1. Let $g(t, h) = h$. In this case, $\left. \frac{\partial g(r, h)}{\partial h} \right|_{h = 0} = \left. \frac{\partial g(s, h)}{\partial h} \right|_{h = 0} = 1$ and inequality (8) remains $\delta(s) < \delta(r)$. Therefore, if $g(t, h) = h$, then Definition 2 is the usual decreasing impatience.

2. Let $g(t, h) = h(t+1) - t$. In this case, $\left. \frac{\partial g(r, h)}{\partial h} \right|_{h = 0} = r+1$ and $\left. \frac{\partial g(s, h)}{\partial h} \right|_{h = 0} = s+1$ and inequality (8) remains $\delta(r) (r+1) < \delta(s) (s+1)$. Therefore, if $g(t, h) = h(t+1) - t$, then Definition 2 is strongly decreasing impatience ^[17].

4.   Conclusions

Discount function have proved to be an excellent tool to analyze the human preferences involving intertemporal choices. In effect, a noteworthy property of preferences is the so-called impatience exhibited by individual in the process of decision-making. More specifically, in this paper we have considered increasing and decreasing (moderate and strong) impatience as a characteristic inherent to the choices involving monetary or non-monetary rewards.

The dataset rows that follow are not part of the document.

PR #1492, opened 2023-02-28
sql/migrate: archive and unarchive dir

rotemtam:


cmd/atlas/internal/cmdext/cmdext.go
```diff
@@ -459,3 +461,91 @@ func dirFormatter(dir migrate.Dir) migrate.Formatter {
 		return migrate.DefaultFormatter
 	}
 }
+
+// ArchiveDir returns a tar archive of the given directory.
+func ArchiveDir(dir migrate.Dir) ([]byte, error) {
```
a8m, line 466: I think the API is small enough (and elegant to live in sql/migrate).

cmd/atlas/internal/cmdext/cmdext.go
```diff
@@ -459,3 +461,91 @@ func dirFormatter(dir migrate.Dir) migrate.Formatter {
...
+		if err := append2Tar(tw, f.Name(), f.Bytes()); err != nil {
+			return nil, err
+		}
+	}
+	return buf.Bytes(), nil
+}
+
+// UnarchiveDir extracts the tar archive into the given directory. If the archive contains
+// a file named "atlas.sum", it will be used to verify the checksum of the directory.
+func UnarchiveDir(arc []byte, dir migrate.Dir) error {
```
a8m, line 496: I would say, change the API to `UnarchiveDir([]byte) (migrate.Dir, err)` and always return MemDir, because in case of an error (below), the LocalDir will end up in a stale state.

cmd/atlas/internal/cmdext/cmdext.go
```diff
@@ -459,3 +461,91 @@ func dirFormatter(dir migrate.Dir) migrate.Formatter {
...
+			data, err := io.ReadAll(tr)
+			if err != nil {
+				return err
+			}
+			if err := dir.WriteFile(h.Name, data); err != nil {
+				return err
+			}
+		}
+	}
+	if sumf != nil {
```
a8m, line 523: migrate.Validate

a8m (commented):
🚀

sql/migrate/dir.go
```diff
@@ -555,3 +556,79 @@ func (m *memFile) Mode() fs.FileMode          { return 0 }
 func (m *memFile) ModTime() time.Time         { return time.Time{} }
 func (m *memFile) IsDir() bool                { return false }
 func (m *memFile) Sys() interface{}           { return nil }
+
+// ArchiveDir returns a tar archive of the given directory.
+func ArchiveDir(dir Dir) ([]byte, error) {
+	var buf bytes.Buffer
```
masseelch, line 562: I think we should validate the dir here once. Atlas promises to not work on broken files.

sql/migrate/dir.go
```diff
@@ -555,3 +556,79 @@ func (m *memFile) Mode() fs.FileMode          { return 0 }
...
+	}
+	return buf.Bytes(), nil
+}
+
+// UnarchiveDir extracts the tar archive into the given directory. If the archive contains
+// a file named "atlas.sum", it will be used to verify the checksum of the directory.
+func UnarchiveDir(arc []byte) (Dir, error) {
+	tr := tar.NewReader(bytes.NewReader(arc))
+	var sum bool
+	md := &MemDir{}
```
giautm, line 594:
```suggestion
	var (
		md = &MemDir{}
		sum bool
		tr  = tar.NewReader(bytes.NewReader(arc))
	)
```

sql/migrate/dir.go
rotemtam: but we generate the sumfile ourselves in line 566

giautm: You can try to call Open(HashFileName), and check exist error.

giautm: @masseelch: I just thought, maybe we need to accept an invalid dir and then later report it using atlas lint?

giautm (approved):

sql/migrate/dir.go
a8m: I don’t think it’s the responsibility of this function to validate the Dir. However, it does make sense to call migrate.Validate in Unarchive as we build and return a Dir, and I expect to get a valid one.

sql/migrate/dir.go
```diff
@@ -555,3 +556,73 @@ func (m *memFile) Mode() fs.FileMode          { return 0 }
...
 func (m *memFile) Sys() interface{}           { return nil }
+
+// ArchiveDir returns a tar archive of the given directory.
+func ArchiveDir(dir Dir) ([]byte, error) {
+	var buf bytes.Buffer
+	tw := tar.NewWriter(&buf)
+	defer tw.Close()
+
+	sumF, err := dir.Open(HashFileName)
+	if err != nil && !errors.Is(err, fs.ErrNotExist) {
```
a8m, line 567:
```suggestion
	if err != nil {
```
We can keep it simple and fail here.

sql/migrate/dir.go
```diff
@@ -555,3 +556,73 @@ func (m *memFile) Mode() fs.FileMode          { return 0 }
...
+		}
+		data, err := io.ReadAll(tr)
+		if err != nil {
+			return nil, err
+		}
+		if err := md.WriteFile(h.Name, data); err != nil {
+			return nil, err
+		}
+	}
+	return md, nil
```
a8m, line 613: Add migrate.Validate here.

sql/migrate/dir.go
rotemtam: I want to skip errnotexist so we can archive directories without sumfiles, shouldn't we support that ?

a8m: kk

sql/migrate/dir.go
masseelch: I think it is fine to not validate. Esepcially if the dir archived was not valid. It should return exactly what was compressed in the first place.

In effect, the concept of decreasing impatience is linked to absolute increments of time. Recently, Rohde ^[17] introduced the concepts of moderately and strongly decreasing impatience where absolute increments are compared to proportional increments of time. This distinction is very important in economics and, particularly, in econometrics and finance where several models of variation can be applied to different variables.

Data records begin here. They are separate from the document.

PR #1494, opened 2023-03-01
sql: support planning with indentation 

a8m:


sql/internal/sqlx/sqlx.go
```diff
@@ -216,6 +216,8 @@ type Builder struct {
 	bytes.Buffer
 	QuoteChar byte    // quoting identifiers
 	Schema    *string // schema qualifier
+	Indent    string  // indentation prefix
```
masseelch, line 219: Usually a prefix is something else than the indention. E.g. I can have a prefix of '+' and indent '  ': 

```
+  create table t (
+    t int
+  )
```

Not sure if we want that as well to mimic `json.MarshalIndent` behavior.

a8m: The comment is wrong. I'll change it

masseelch (approved):

PR #760, opened 2021-02-05
19914: Fix firewall_instance.key_name import

CyrusJavan:
Due to a bug in export we would not export
the key_name field. Then if a user imported
the resource while the key_name field was
blank then the key_name was not read into state.

From then on the key_name would never be read into
state, even if user added the key_name to the config
because of the blank value in the state file.

Also update the documentation as it is not clear that
the key_name is actually an AWS KeyPair name.


zhiqiangjin (approved):

CyrusJavan:
Hi @zhiqiangjin

I noticed that actually I should probably check the cloud type of the firewall before writing to state.

Also since I needed to add cloud types I fixed another piece of code that was not checking all the correct vendor names.

shuoliugit (approved):

PR #762, opened 2021-02-05
20043: remove egress+connected_transit check

CyrusJavan:
Prior to 6.3 having egress+connected_transit was allowed so there exists customer with egress+connected_transit already deployed. When those customers try to do any update to their transit_gateway they will hit this block, however, if they try to set their connected_transit=false and apply, they get the error `[AVXERR-TRANSIT-0018] Transit edit is not supported on Egress Transit gateway` so that leaves them with an unusable Terraform.

Instead we should not have this provider-side check at all in the Update function, if there is any issue with having egress+connected_transit then backend is responsible for returning an error.


inc1t3Ful (approved):
Approved 👍 

As discussed internally and with Felipe; should be a backend ticket as well, so future customers moving to 6.3 should not be in this strange limbo state

zhiqiangjin (approved):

The main contribution of this paper is Theorem 1 which generalizes the former concepts to other general patterns of time variation and characterizes decreasing impatience for a generic incremental time. Thus, some examples illustrating the findings are provided at the end of this manuscript.

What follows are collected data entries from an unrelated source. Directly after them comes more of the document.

PR #767, opened 2021-02-10
19543: aws_tgw cidrs

CyrusJavan:
image

TGW -> List -> Edit -> Edit TGW CIDR

This feature is a requirement for the upcoming TGW Connect resource.

### Unit Test:
```
Create aws_tgw with cidrs
PASS

Create aws_tgw without cidrs
PASS

Update aws_tgw cidrs
PASS

Delete aws_tgw with cidrs
PASS

Import aws_tgw with cidrs
PASS

Import aws_tgw without cidrs
PASS
```

### DIFF
--- a/aviatrix/resource_aviatrix_aws_tgw.go
+++ b/aviatrix/resource_aviatrix_aws_tgw.go
@@ -181,9 +181,19 @@ func resourceAviatrixAWSTgw() *schema.Resource {
 					"Valid values: true, false. Default value: true.",
 			},
 			"enable_multicast": {
-				Type:     schema.TypeBool,
+				Type:        schema.TypeBool,
+				Optional:    true,
+				Default:     false,
+				Description: "Enable Multicast.",
+			},
+			"cidrs": {
+				Type:     schema.TypeSet,
 				Optional: true,
-				Default:  false,
+				Elem: &schema.Schema{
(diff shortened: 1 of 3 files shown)


aviatrix/resource_aviatrix_aws_tgw.go
```diff
@@ -181,9 +181,19 @@ func resourceAviatrixAWSTgw() *schema.Resource {
 					"Valid values: true, false. Default value: true.",
 			},
 			"enable_multicast": {
-				Type:     schema.TypeBool,
+				Type:        schema.TypeBool,
+				Optional:    true,
+				Default:     false,
+				Description: "Enable Multicast.",
+			},
+			"cidrs": {
```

A further research could be describing some noteworthy cases of incremental times by using suitable measures involving rewards and times, that is to say, by using the reverse path used when characterizing moderately and strongly decreasing impatience (see red arrow in Figure 1).

Acknowledgments

We are very grateful for the comments and suggestions offered by two anonymous referees.

Conflict of interest

All authors declare no conflicts of interest in this paper.